2nd Virus Wave Would Finish “V” Shaped Recovery.
“Sales would not see an immediate recovery after 2nd wave of Covid-19 because of fears over a resurgence”
As short-term auto sales almost disappear in Europe and the U.S., investors have been hoping a short-lived crash in demand would be followed by a quick and vigorous “V” shaped recovery, but forecasters worry this recovery scenario might be flattened by a second wave of coronavirus infections.
Fitch Solutions Country Risk & Industry Research said in a report a second wave of infections could stall the hoped for quick recovery and push it out to 2021 from the hoped-for second half of 2020. That would mean global demand, now expected by Fitch Solutions to fall 9.9% to 83.45 million, would decline by up to 25% in 2020 and weaken further in the first half of 2021, with a rebound in the global automotive sector pushed to the 2nd half of 2021. This forecast expects global sales to fall a further 10% in 2021.
“A second wave of the Covid-19 outbreak could stall the recovery in the global automotive sector as re-implementation or the extension of safety measures, such as movement restrictions and business operating restrictions, will see demand for new vehicles falling further,” Fitch Solutions said in a report Wednesday, without offering any evidence for the likelihood of a second wave of infections, which it describes as a scenario.

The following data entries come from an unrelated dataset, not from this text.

PR #1235, opened 2026-09-16
Backport component adoption and index watch fixes to v0.15

evanphx:
Backports #1232 and #1233 to `release/0.15`. The #1232 cherry-pick is unchanged. The #1233 cherry-pick follows that PR's rewrite: the nil guard now lives in the stream adapters rather than the index watcher, so every stream callback is covered.

## Summary

- reattach stdout and stderr logging when adopting existing etcd, VictoriaMetrics, and VictoriaLogs tasks after an unclean exit
- bound the etcd maintenance loop's health check so a wedged etcd keeps producing warnings instead of silencing the loop
- reject valueless stream frames in the `SendStream` adapters before they reach any callback or writer, ending the stream cleanly instead of panicking (or recording a zero-byte write)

“Vehicle sales would not see an immediate recovery in the aftermath of the second wave of Covid-19 as vehicle demand would be hit by fears over a resurgence of the virus and the uncertainty over countries’ economic growth prospects,” Fitch Solutions said.
Fitch Solutions said while not its core view, a second wave of infections would feed on already weakened markets.
“According to one of the downside scenarios identified by our Country Risk team, a second wave of the Covid-19 outbreak could exacerbate the global recession and push the economic recovery towards the second half of 2021, compared to 4th quarter 2020 under their core view. Under this scenario, the second wave of outbreaks would occur in the absence of a medical breakthrough, which would force many economies to implement another round of sustained lockdowns, not only dragging out the economic disruption for even longer but also resulting in a significant period of uncertainty with regard to the success of containment measures,” Fitch Solutions said.
Fitch didn’t offer a breakdown forecast for Europe or the U.S. under this scenario.
Only a month ago, forecasters were hoping that auto sales in Europe might slip only about 5%, but as the virus impact accelerated forecasters have been slashing numbers, and now a 20% fall for Europe is a rough consensus. But most forecasts assumed there would be a strong “V” shaped recovery. For instance LMC Automotive expects car and SUV sales in Western Europe to fall 18.3%, although it was braced for a worsening in demand.
Forecaster IHS Markit is much less pessimistic. It reckons Western and Central European sales will slide 13.6% in 2020 to 15.6 million, but recover by 4.2% in 2021, 4.3% in 2022 and 1.4% in 2023.
German’s Scope Ratings, in a report also published Wednesday, said global demand will fall 16% this year as demand dives in the U.S., China and Europe. Scope only expected a 9% fall in early March. Scope expects demand in western and central Europe to fall 22% in 2020.
GlobalData analyst Calum MacRae is clinging on to the hopes for a “V” shaped recovery, but worries about a “U” shaped one.
“In terms of the rest of the year our central assumption remains for a V-shaped recovery – i.e. a sharp contraction followed by a rapid recovery as pent-up demand is fulfilled in the 3rd and 4th quarters. However, that assumes that government programs to limit collateral economic damage from the lockdowns are successful – if not the prognosis moves more to a U-shape recovery,” MacRae said.
French consultancy Inovev has said car buyers after the crisis may feel replacing cars may not be high on their list of priorities. Others may fear the coronavirus might well return to turn economies and work life upside down. It also fears the initial damage caused by the coronavirus shutdown might prompt a return to trade protectionism, nationalization and general government interference.